I slid off the bed and sat against it, legs splayed out, tipping my head back until it met the mattress. I tried to stare at the ceiling and find something to focus on so that I might be able to calm myself down, but all that did was worsen it all, so I closed my eyes tight and pressed the heels of my hands into them.
I had the urge to scoop them out of the sockets so I wouldn't have to see my body anymore.
The combination of intense hunger and intense guilt for the meal I had eaten was sickening; I needed to eat everything and to never eat again. I needed to crawl out of my body and into one that I hadn't spent the past ten years of my life ruining.
Thinking about all the food I had eaten in my life and all the comments and demands and complaints about my body, I began to realise that I wasn't ever going to be enough. For them or for me. I was striving for a perfect that didn't exist.
I envied every single person who could eat without care just as I envied every single person who ate less and weighed less than me. All the times I'd overheard conversations about weight and diets and intermittent fasting, I tried to tell myself it was wrong to want it, but I couldn't.
The negatives of ignoring it weighed out the positives.

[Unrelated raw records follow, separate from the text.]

PR #4201, opened 2022-12-11
Show total count when no pagination is applied

h3llrais3r:
If no pagination is applied (or disabled in the settings), there is no view on how many items you have in your library. By showing the pagination text (without the pagination buttons) it's still visible for the user how many items are listed in the library.

Without paging enabled (or you don't reach the configured amount of items for paging):
image

With paging enabled (as-is):
image

### DIFF
--- a/src/components/common/Pagination.tsx
+++ b/src/components/common/Pagination.tsx
@@ -15,7 +15,8 @@ const Pagination: FC<PaginationProps> = ({ viewQuerySettings, setViewQuerySettin
     const limit = userSettings.libraryPageSize(undefined);
     const totalRecordCount = itemsResult.TotalRecordCount || 0;
     const startIndex = viewQuerySettings.StartIndex || 0;
-    const recordsEnd = Math.min(startIndex + limit, totalRecordCount);
+    const recordsStart = totalRecordCount ? startIndex + 1 : 0;
+    const recordsEnd = limit ? Math.min(startIndex + limit, totalRecordCount) : totalRecordCount;
     const showControls = limit > 0 && limit < totalRecordCount;
     const element = useRef<HTMLDivElement>(null);
 
@@ -71,7 +72,7 @@ const Pagination: FC<PaginationProps> = ({ viewQuerySettings, setViewQuerySettin
             <div className='paging'>
                 <div className='listPaging' style={{ display: 'flex', alignItems: 'center' }}>
                     <span>
-                        {globalize.translate('ListPaging', (totalRecordCount ? startIndex + 1 : 0), recordsEnd || totalRecordCount, totalRecordCount)}
+                        {globalize.translate('ListPaging', recordsStart, recordsEnd, totalRecordCount)}
                     </span>
                     {showControls && (
                         <>
--- a/src/components/common/Pagination.tsx
+++ b/src/components/common/Pagination.tsx
@@ -74,7 +74,7 @@ const Pagination: FC<PaginationProps> = ({ viewQuerySettings, setViewQuerySettin
                         {globalize.translate('ListPaging', (totalRecordCount ? startIndex + 1 : 0), recordsEnd || totalRecordCount, totalRecordCount)}
                     </span>
                     {showControls && (
-                        <div style={{ display: 'inline-flex' }}>
+                        <>
                             <IconButtonElement
                                 is='paper-icon-button-light'
                                 className='btnPreviousPage autoSize'
@@ -85,7 +85,7 @@ const Pagination: FC<PaginationProps> = ({ viewQuerySettings, setViewQuerySettin
                                 className='btnNextPage autoSize'
                                 icon='material-icons arrow_forward'
                             />
-                        </div>
+                        </>
                     )}
                 </div>
             </div>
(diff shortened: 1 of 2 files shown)


src/components/common/Pagination.tsx
```diff
@@ -88,6 +88,15 @@ const Pagination: FC<PaginationProps> = ({ viewQuerySettings, setViewQuerySettin
                         />
                     </div>
                 )}
+                {!showControls && (
```
thornbill, line 91: We should be able to just use the same logic as above and move the `showControls` check to wrap the button elements.

src/scripts/libraryBrowser.js
```diff
@@ -90,6 +90,10 @@ export function getQueryPagingHtml (options) {
         html += '<span style="vertical-align:middle;">';
         html += globalize.translate('ListPaging', totalRecordCount ? startIndex + 1 : 0, recordsEnd, totalRecordCount);
         html += '</span>';
+    } else {
```
thornbill, line 93: Similar thing here, but I think we can remove the check entirely and always use the logic above.

thornbill (changes requested):

src/components/common/Pagination.tsx
h3llrais3r: Could do it like this:
image

h3llrais3r:
Logic simplified in last commit.

src/components/common/Pagination.tsx
```diff
@@ -69,25 +69,25 @@ const Pagination: FC<PaginationProps> = ({ viewQuerySettings, setViewQuerySettin
...
-                            icon='material-icons arrow_forward'
-                        />
-                    </div>
-                )}
+                <div className='listPaging' style={{ display: 'flex', alignItems: 'center' }}>
+                    <span>
+                        {globalize.translate('ListPaging', (totalRecordCount ? startIndex + 1 : 0), recordsEnd || totalRecordCount, totalRecordCount)}
+                    </span>
+                    {showControls && (
+                        <div style={{ display: 'inline-flex' }}>
```
thornbill, line 77: I believe you can use a react fragment (`<>`) here instead of adding a `<div>`.

thornbill (changes requested):

src/scripts/libraryBrowser.js
thornbill: It should equal the `totalRecordCount` I think.

```js
const recordsEnd = Math.min(startIndex + limit, totalRecordCount)
```

h3llrais3r: No it's, not, as it's the `Math.min(..., ...)` and the `startIndex + limit` equals to `0` when no paging is enabled.

src/components/common/Pagination.tsx
h3llrais3r: I'll try, but I didn't use it because I don't see it used somewhere else...

h3llrais3r: Fixed.

h3llrais3r:
Any other changes required?

thornbill:
Sorry for the delay. I'm a bit behind on reviews due to illness and holidays. I'll try to take a look at your latest changes this week. Thanks!

h3llrais3r:
> Sorry for the delay. I'm a bit behind on reviews due to illness and holidays. I'll try to take a look at your latest changes this week. Thanks!

No problem, take your time. Health is more important than coding. ;)

src/scripts/libraryBrowser.js
```diff
@@ -86,11 +86,9 @@ export function getQueryPagingHtml (options) {
 
     html += '<div class="listPaging">';
 
-    if (showControls) {
-        html += '<span style="vertical-align:middle;">';
-        html += globalize.translate('ListPaging', totalRecordCount ? startIndex + 1 : 0, recordsEnd, totalRecordCount);
-        html += '</span>';
-    }
+    html += '<span style="vertical-align:middle;">';
+    html += globalize.translate('ListPaging', totalRecordCount ? startIndex + 1 : 0, recordsEnd || totalRecordCount, totalRecordCount);
```
thornbill, line 90: I think I would prefer we handle this when we assign the value of `recordsEnd` to reduce the logic here in the templating code.

```js
const recordsEnd = limit ? Math.min(startIndex + limit, totalRecordCount) : totalRecordCount;
```

h3llrais3r: Will do.
Do you want to create a const for the `recordsStart` as well?
Then we can even make it more simple in the templating logic:
`const recordsStart = totalRecordCount ? startIndex + 1 : 0;`

thornbill: Sure that sounds good.

h3llrais3r: Done

thornbill (approved):

h3llrais3r:
Hi, in which version has this been released? I'm still unable to see the page count.
I'm running version 10.8.9

h3llrais3r:
Thx, will try again when 10.9.0 is released.

PR #4207, opened 2022-12-13
add arctic theme

jakehamilton:
**Changes**

This PR adds a new theme based on [Nord](https://www.nordtheme.com/). The whole application is themed (or nearly) with a soft, modern dark color scheme.

**Issues**

**Screenshots**

<details>
  <summary>View Screenshots</summary>

Screenshot from 2022-12-13 14-54-29
Screenshot from 2022-12-13 14-54-16
Screenshot from 2022-12-13 14-54-08
Screenshot from 2022-12-13 14-54-02
Screenshot from 2022-12-13 14-54-00
Screenshot from 2022-12-13 14-53-54
Screenshot from 2022-12-13 14-53-51
Screenshot from 2022-12-13 14-53-48
Screenshot from 2022-12-13 14-53-44
Screenshot from 2022-12-13 14-53-41
Screenshot from 2022-12-13 14-53-37
Screenshot from 2022-12-13 14-58-57
Screenshot from 2022-12-13 14-58-54
Screenshot from 2022-12-13 14-58-51
Screenshot from 2022-12-13 14-58-39
Screenshot from 2022-12-13 14-57-44
Screenshot from 2022-12-13 14-56-57
Screenshot from 2022-12-13 14-56-20
Screenshot from 2022-12-13 14-56-13
Screenshot from 2022-12-13 14-56-02
Screenshot from 2022-12-13 14-55-52
Screenshot from 2022-12-13 14-54-46

</details>

**Caveats**
I have tested desktop, mobile, and tv layouts on my computer but have not yet actually loaded it onto mobile or tv devices. There are undoubtedly quirks and I'm hoping that others will be able to help test the theme to see what breaks :pray:. Additionally, there are some features of Jellyfin that I don't use (eg. tuners), so this theme may have accidental omissions due to me not having certain parts of the UI visible when theming.

Finally, this is the first draft of the theme. If it looks fine visually and there aren't massive technical issues with it, I'd like to then take another pass at the code to organize and clean it up :+1:.

### DIFF
--- a/src/config.json
+++ b/src/config.json
@@ -6,27 +6,37 @@
       "name": "Apple TV",
       "id": "appletv",
       "color": "#bcbcbc"
-    }, {
+    },
+    {
       "name": "Blue Radiance",
       "id": "blueradiance",
       "color": "#011432"
-    }, {
+    },
+    {
       "name": "Dark",
       "id": "dark",
       "color": "#202020",
       "default": true
-    }, {
+    },
+    {
       "name": "Light",
       "id": "light",
       "color": "#303030"
-    }, {
+    },
+    {
       "name": "Purple Haze",
       "id": "purplehaze",
       "color": "#000420"
-    }, {
+    },
+    {
       "name": "WMC",
       "id": "wmc",
       "color": "#0c2450"
+    },
+    {
+      "name": "Arctic",
+      "id": "arctic",
+      "color": "#ff0000"
     }
   ],
   "menuLinks": [],
--- a/src/themes/arctic/theme.css
+++ b/src/themes/arctic/theme.css
@@ -1,0 +1,1264 @@
+:root {
+    --nord0: 46, 52, 64;
+    --nord1: 59, 66, 82;
+    --nord2: 67, 76, 94;
+    --nord3: 76, 86, 106;
+    --nord4: 216, 222, 233;
+    --nord5: 229, 233, 240;
+    --nord6: 236, 239, 244;
+    --nord7: 143, 188, 187;
+    --nord8: 136, 192, 208;
+    --nord9: 129, 161, 193;
+    --nord10: 94, 129, 172;
+    --nord11: 191, 97, 106;
+    --nord12: 208, 135, 112;
+    --nord13: 235, 203, 139;
+    --nord14: 163, 190, 140;
+    --nord15: 180, 142, 173;
+
+    --success: var(--nord14);
+    --success-text: var(--nord6);
+
+    --warning: var(--nord13);
+    --warning-text: var(--nord6);
+
+    --error: var(--nord11);
+    --error-text: var(--nord6);
+
+    --primary: var(--nord9);
+    --primary-text: var(--nord6);
+
+    --primary-light: var(--nord8);
+    --primary-text-light: var(--nord6);
+
+    --secondary: var(--nord15);
+    --secondary-text: var(--nord6);
+
+    --tertiary: var(--nord10);
+    --tertiary-text: var(--nord6);
+
+    --bg: var(--nord0);
+    --bg-light: var(--nord1);
+
+    --text: var(--nord6);
+    --text-light: var(--nord4);
+}
+
+h2,
+h3 {
+    font-weight: bold;
+}
+
+.skinHeader,
+html {
+    color: rgb(var(--text));
+}
+
+.wizardStartForm,
+.ui-corner-all,
+.ui-shadow {
+    background-color: #303030;
+}
+
+.emby-collapsible-button {
+    background: rgb(var(--bg-light));
+    border: none;
+    padding-left: 1.5rem !important;
+    padding-right: 1.5rem !important;
+    transition: none !important;
+    border-radius: 999999px;
+}
+
+.collapseContent {
+    margin-top: 0.5rem;
+    border-radius: 2rem;
+    background-color: rgb(var(--bg-light));
+}
+
+/* #region emby-collapse-has */
+/* .emby-collapse:has(.collapseContent.hide) .emby-collapsible-button { */
+/*     border-radius: 999999px; */
+/*     transition: none !important; */
+/* } */
+
+/* .emby-collapse:has(.collapseContent.expanded) .emby-collapsible-button { */
+/*     border-top-left-radius: 2rem; */
+/*     border-top-right-radius: 2rem; */
+/*     border-bottom-left-radius: 0; */
+/*     border-bottom-right-radius: 0; */
+/* } */
+/* .emby-collapse:has(.collapseContent.expanded) .collapseContent { */
+/*     border-bottom-left-radius: 2rem; */
+/*     border-bottom-right-radius: 2rem; */
+/* } */
+/* #endregion */
+
+.formDialogHeader:not(.formDialogHeader-clear),
+.skinHeader-withBackground {
+    color: var(--text);
+    background: rgb(var(--bg-light));
+}
+
+.skinHeader {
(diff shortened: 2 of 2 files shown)


src/config.json
```diff
@@ -6,27 +6,37 @@
       "name": "Apple TV",
       "id": "appletv",
       "color": "#bcbcbc"
-    }, {
+    },
```
jakehamilton, line 9: Looks like this got hit by my formatter. I can revert these formatting changes or we can leave it as-is :)

nielsvanvelzen:
This looks great, I'm a big fan of Nord (I use themes based on the Nord colors for some of my apps!). I have some feedback which is obviously based on my personal taste. Feel free to ignore it :-)

- There's too much rounding in a bunch of places, like the buttons/popups/menus. I think decreasing the radius size might look better
- The background on the cards looks bad (I prefer the transparency behind the titles)
- The top header should not be floating

Another discussion point for the people that actively maintain jellyfin-web; do we want the "official" themes to only be recolors (like most of them pretty much are right now) or do we also want themes that change the layouts, like this one? I feel like the latter might be hard to maintain in the long term.

thornbill:
I'm a bit behind on reviews, so I haven't had a chance to really look over the code yet, but I completely agree the screenshots look pretty awesome! :purple_heart: 

Niels does bring up a good point about the layout changes... thinking about the future of the project and (hopefully) moving towards using a component library like mui, I believe that type of change would probably not be supported. Considering that combined with the maintenance concerns raised by Niels, it may be best to exclude those.

src/config.json
thornbill: Please do revert the formatting changes. This file can cause some conflicts when upgrading Jellyfin, so it would be best to keep the change set smaller.

src/themes/arctic/theme.css
```diff
@@ -0,0 +1,1264 @@
...
+
+    .skinHeader .headerTabs .emby-tabs {
+        padding: 0 !important;
+    }
+}
+
+html {
+    color-scheme: dark;
+    background: rgb(var(--bg));
+    font-family: Nunito, Noto Sans, Noto Sans HK, Noto Sans JP, Noto Sans KR,
```
batkiz, line 188: Very nice theme! However, I found some problems while using it. Some same characters have different glyphs in "CJK", such as ["台" or "骨"](https://fonts.google.com/?preview.text=%E5%8F%B0%E9%AA%A8&preview.text_type=custom&query=Noto+Sans&category=Sans+Serif), so if we specify the fallback order of Noto Sans family here, it may make some characters look weird.

I'm not good at CSS, but I'm wondering could this problem be solved.

jakehamilton:
@nielsvanvelzen and @thornbill thanks for taking the time to give feedback & review!

I think you make some very good points and I was also wondering about layout or even just large changes to styles being merged in as a core theme. As was mentioned, layout changes would likely cause problems if things shift in the future. Having to check a growing number of themes when making any change to the code would get tiresome very quickly. While I do like a lot of the changes I've done in this theme, _many_ are subjective and I can understand not wanting to have diverging layouts between themes. At least from my perspective it then makes sense for themes to be purely recoloring (which fits nicely into Mui later if we were to use its theme support).

Unless we're willing to allow layout modifications into core themes, I think this PR may be unusable in its current form.

---

However, if we're simplifying things to the level of pure recolorings, would it make sense to have a "template" theme with variables that we can tweak to allow us to quickly build out new colorschemes? I'd still love to have a Nord theme available out of the box and I'm sure others would find Dracula, Catpuccin, etc a fun addition.

src/themes/arctic/theme.css
jakehamilton: Ah, yeah this is my bad as I didn't test with non-english fonts. I had thought about it but was going to leave it for later depending on whether this PR would proceed or not. I added Nunito here purely because I love the font, but it can totally be removed here to return to Noto Sans.

I'm not sure if the CJK variants include other glyphs that would overlap with latin characters, but if they don't then you may be right that the order could be swapped around.

VladTheSheep:
Hey, switched to this theme as soon as I found it! It looks great! 

Though enabling backdrops turns the background almost completely white. Digging through the CSS, it seems like this is intentional? 

```
.backgroundContainer.withBackdrop {
    background: -webkit-gradient(
        linear,
        left top,
        left bottom,
        from(rgba(192, 212, 222, 0.94)),
        color-stop(rgba(235, 250, 254, 0.94)),
        color-stop(rgba(227, 220, 212, 0.94)),
        color-stop(rgba(206, 214, 216, 0.94)),
        to(rgba(192, 211, 218, 0.94))
    );
    background: -webkit-linear-gradient(
        top,
        rgba(192, 212, 222, 0.94),
        rgba(235, 250, 254, 0.94),
        rgba(227, 220, 212, 0.94),
        rgba(206, 214, 216, 0.94),
        rgba(192, 211, 218, 0.94)
    );
    background: -o-linear-gradient(
        top,
        rgba(192, 212, 222, 0.94),
        rgba(235, 250, 254, 0.94),
        rgba(227, 220, 212, 0.94),
        rgba(206, 214, 216, 0.94),
        rgba(192, 211, 218, 0.94)
    );
    background: linear-gradient(
        to bottom,
        rgba(192, 212, 222, 0.94),
        rgba(235, 250, 254, 0.94),
        rgba(227, 220, 212, 0.94),
        rgba(206, 214, 216, 0.94),
        rgba(192, 211, 218, 0.94)
    );
}
```

It makes the text above items hard to read, like "Continue Watching" and it's a bit bright for my eyes in general hehe.

Screenshot from 2022-12-23 14-30-09
Screenshot from 2022-12-23 14-30-25

Looks much better with the darker background IMO. Would be nice to have backdrops though! I think it'd be perfect if the gradient was adjusted to match the color of the background, like the last image.

Screenshot from 2022-12-23 14-40-39

Changed all the RGB values to 46, 52, 64 for the gradient. Much easier on the eyes if you ask me :)

Just my 5 cent. Really liking this theme!

jakehamilton:
@VladTheSheep thank you for reporting this! I originally took the stylesheet from one of the other themes (a light one). I must have missed that part which explains why the colors were all wrong.

I've been using the theme for a few days now and I'm finding things that I want to change/fix as well. Still some work to do!

thornbill:
> However, if we're simplifying things to the level of pure recolorings, would it make sense to have a "template" theme with variables that we can tweak to allow us to quickly build out new colorschemes?

This is absolutely something I have been wanting to investigate to reduce the overhead of doing some basic customization. (I even have a card on my [roadmap](https://trello.com/c/xtyCAsNy/15-use-css-variables-in-themes-for-easy-customization) about this :smile:) It doesn't necessarily have to be _just_ recoloring... other existing themes change things like border radius, just no major layout changes.

Ritchie1108:
maybe you can submit it here
https://github.com/awesome-jellyfin/awesome-jellyfin/blob/main/THEMES.md

1hitsong:
Tested in Waterfox on Windows 11

**Live TV / Guide**

The dates are partially cut off and the dark text seems out of place
image

**Live TV / Channel Filter dropdown**

Text overlaps icon
image

1hitsong (changes requested):
2 display issues found

thornbill:
While this is a beautiful theme, it is probably better suited as a third-party theme based on the discussions above. Built-in themes should be limited to more minor style changes.

PedrelliMath:
It's an interesting theme. I and many other people like to “nordify” everything we can.  @jakehamilton, Is there any way to install this as a third party?

PR #5070, opened 2024-01-03
Fix iOS 12 crashing in scroller

thornbill:
**Changes**
I still don't fully understand _why_ this was breaking on iOS 12, but this fixes a regression introduced by https://github.com/jellyfin/jellyfin-web/pull/4714.

The string utility changes ended up _not_ being used, but I don't really want to pull it out to a separate PR since it is mostly just adding tests... :sweat_smile: 

**Issues**
Issue reported in matrix


Bond-009 (approved):
Fixes the issue :+1:

PR #5076, opened 2024-01-05
feat: (preferences) migrate user display settings to react

grhallenbeck:
**Changes**

Updates the Display Settings submenu under User Preferences to be React when using the experimental layout. This interfaces with the legacy settings and layout managers to load and save user display preferences, while rendering the UI and managing the updates using React.

Screenshot 2024-01-04 232500
Screenshot 2024-01-04 232616
Screenshot 2024-01-04 232634


src/apps/experimental/routes/user/display/LibraryPreferences.tsx
```diff
@@ -0,0 +1,101 @@
...
+                    label={globalize.translate('ThemeVideos')}
+                    name='enableLibraryThemeVideos'
+                    onChange={onChange}
+                />
+                <FormHelperText id='display-settings-lib-theme-videos-description'>
+                    {globalize.translate('EnableThemeVideosHelp')}
+                </FormHelperText>
+            </FormControl>
+
+            { !browser.tizen && !browser.web0s && (
```
grhallenbeck, line 85: This logic is migrated over directly from the legacy menu builder, but if anyone has context on why tizen and webOS don't have the "display missing episodes" option I'd love to add a doc comment here with a short explanation.

nielsvanvelzen: IMO we should remove browser checks and make them feature flags. The wrappers for jellyfin-web can already specify which features they do and do not support (https://github.com/jellyfin/jellyfin-android/blob/master/app/src/main/assets/native/nativeshell.js)

src/apps/experimental/routes/user/display/index.tsx
```diff
@@ -0,0 +1,107 @@
...
+export default function UserDisplayPreferences() {
+    useEffect(() => {
+        /**
+         * NOTE: LEGACY SUPPORT
+         *
+         * Hide any legacy views which were shown when this component mounts. The legacy view manager automatically
+         * hides the previous view when a new view is shown. Since this is a React page not managed by the legacy view
+         * manager, we need to manually hide the previous view to prevent it from remaining visible on the screen.
+         */
+        viewManager.hideView();
```
thornbill, line 27: Using the `<Page>` component should handle all the unpleasantness of dealing with the legacy view code for you.

https://github.com/jellyfin/jellyfin-web/blob/master/src/components/Page.tsx

grhallenbeck: Oh nice, I hadn't noticed that. I'll take a look at integrating it this evening.

thornbill: You should be able to remove this effect now since it is handled in the `<Page>`component.

src/apps/experimental/AppLayout.tsx
```diff
@@ -59,40 +60,47 @@ const AppLayout = () => {
                     />
                 </AppBar>
             </ElevationScroll>
+            {/*
+                An extra toolbar is needed here without fixed positioning to take up space at the top of the page and
+                ensure other elements flow properly instead of being covered by the fixed AppBar.
+                https://mui.com/material-ui/react-app-bar/#fixed-placement
+             */}
+            <Toolbar variant='dense' />
```
thornbill, line 68: We have handled this with padding in the style overrides. There are some complications since some pages have the standard toolbar, some have the toolbar + tabs, and some have content rendered behind the toolbar (mainly the item details page).

thornbill (changes requested):
Looks great overall!

We have started (slowly) utilizing react-query to handle server state, so I wonder if we should be using `useMutation` when posting the form changes. (https://tkdodo.eu/blog/mastering-mutations-in-react-query)

This does deviate somewhat from the previous structure we have used by having components/hooks scoped under the route... which is not necessarily a bad thing if these don't end up being used outside of this route. I am curious about @grafixeyehero's opinion on this though, just so we can all be aligned. :slightly_smiling_face:

src/apps/experimental/routes/user/display/LibraryPreferences.tsx
thornbill: Let's just remove it for now. I have no idea why this check exists.

src/apps/experimental/routes/user/display/index.tsx
grhallenbeck: Oof, hit by that post-work brain fog and forgot to remove the effect. 😅

src/apps/experimental/AppLayout.tsx
grhallenbeck: Ah that makes sense if there are places where there are things intentionally rendered in that space. I reached for this because I've frequently run into problems trying to account for space of fixed elements, and it's often easiest to reason about it if the space reservation is controlled by the fixed element or a wrapper, or at least is handled in the same place.

Regardless, I ended up reverting this file back to what's in master since none of the other changes here were necessary with more recent changes that made the drawer static.

src/apps/experimental/routes/user/display/LibraryPreferences.tsx
grhallenbeck: > IMO we should remove browser checks and make them feature flags

Totally onboard with approaching this type of thing rather than explicit browser checks. Is there documentation anywhere or an SDK that clients which wrap the web client use? I started down the road of trying to understand what's there for feature flags currently, but didn't find much for context on the purpose of each flag and what they're actually controlling.

For now I removed this check following @thornbill's advice.

grhallenbeck:
> We have started (slowly) utilizing react-query to handle server state, so I wonder if we should be using useMutation when posting the form changes. (https://tkdodo.eu/blog/mastering-mutations-in-react-query)

I've only dabbled with react-query enough to get my toes wet, and I've only taken a glance at this blog post so far, but it looks like a similar concept to ApolloClient for GraphQL which I've used before. It seems like it might be something good to implement at the user settings level that this form can hook into for sending the updates to the API.

If it's not a priority to make that change here, I might take that as followup task to this PR. It looks like the updates the hooks here are doing go into a debounced API call, so they're all sent to the API as one batched update. Maybe a little bit of a strange way of doing things, but I don't think there's much risk to keep that functionality as-is in the short term since it only results in a single API call.

src/apps/experimental/routes/user/display/index.tsx
```diff
@@ -0,0 +1,96 @@
...
+    const {
+        loading,
+        submitChanges,
+        updateField,
+        values
+    } = useDisplaySettingForm();
+
+    const handleSubmitForm = useCallback((e: React.FormEvent<HTMLFormElement>) => {
+        e.preventDefault();
+        void submitChanges();
```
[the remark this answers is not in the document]
grhallenbeck: Ah good question! It's usually a good practice to handle any promise response from functions either with an `await` or by returning the promise. If we're intentionally not waiting for a promise, we can use the `void` keyword. This also helps communicate intent to future devs by showing the promise response is intentionally ignored rather than a mistake. The project lint rules actually check for this and require that the promise is either awaited, returned, or marked with the `void` keyword.

As for sonarcloud, it seems like it's unable to tell that the `submitChanges` function is async. Maybe something to do with it being an async function wrapped in `useCallback`? I didn't have a chance to get into the nitty gritty of what sonarcube is actually seeing for this line.

src/apps/experimental/routes/user/display/hooks/useServerThemes.ts
```diff
@@ -0,0 +1,30 @@
...
+        async function getServerThemes() {
+            const loadedThemes = await themeManager.getThemes();
+
+            setThemes(loadedThemes ?? []);
+        }
+
+        if (!themes) {
+            void getServerThemes();
+        }
+    });
```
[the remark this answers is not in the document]
grhallenbeck: Oops, yes. Meant to run this once, not every time.

src/apps/experimental/routes/user/display/types.ts
```diff
@@ -0,0 +1,29 @@
+export interface JellyfinTheme {
```
thornbill, line 1: We should reuse the Theme interface in `webConfig`: https://github.com/jellyfin/jellyfin-web/blob/master/src/types/webConfig.ts

grhallenbeck: Ah nice. I did some minor edits there to match and removed this in favor of that one.

src/apps/experimental/routes/user/display/LibraryPreferences.tsx
```diff
@@ -0,0 +1,98 @@
...
+            </FormControl>
+
+            <FormControl fullWidth>
+                <FormControlLabel
+                    aria-describedby='display-settings-lib-backdrops-description'
+                    control={<Checkbox defaultChecked={values.enableLibraryBackdrops} />}
+                    label={globalize.translate('Backdrops')}
+                    name='enableLibraryBackdrops'
+                    onChange={onChange}
+                />
```
grafixeyehero, line 52: defaultChecked: https://mui.com/material-ui/api/checkbox/#checkbox-prop-defaultChecked
```suggestion
                <FormControlLabel
                    aria-describedby='display-settings-lib-backdrops-description'
                    control={
                        <Checkbox
                            checked={values.enableLibraryBackdrops}
                            name='enableLibraryBackdrops'
                            onChange={onChange}/>
                    }
                    label={globalize.translate('Backdrops')}
                />
```

thornbill (approved):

I decided it was my reason, that if I wasn't losing weight, wasn't starving, wasn't being told how thin I looked, then I wasn't supposed to be alive.
I had to do it.
Just like some people are made for science and for maths, I'm made for starving.
I knew I was sobbing because I could barely breathe through the sharpness of each inhale and because my face was hot and wet.
"Andy, hey, look at me," Ambrose tried, though I hadn't noticed him come back in the room and was glad that he had. "Andy. Honey. Look at me. Look at me. It's okay."
I couldn't look at him because I didn't know where he was or where I was or whether my eyes were open or closed or not attached to my head at all. I wanted to never see myself again.
Ambrose must have been knelt in front of me because I felt his hands pulling mine away from my face. "You have to breathe," he said.
I thought, if I give up starving, I give up everything.
"Andy. Listen to me. Breathe. Let's do it together, okay?"
But I shook my head as I opened my eyes to look at him, his face a blur. I made myself dizzy shaking my head. Or maybe I was already dizzy. By this point, it was difficult to know what was a side effect of starving and what was panic.
He held my hands tight so I couldn't pull them away. I thought about all the photographers who had used my weakness as a way to touch me - a hand across my hips and over my waist - and I yanked my right arm from him with such vigour that my body jerked as my hand came free. My elbow made hard contact with the wood of the bed frame.
The pain was a shock.
Ambrose released my other hand.
I wanted to reach inside my throat and pull out whatever it was that was making me feel this way.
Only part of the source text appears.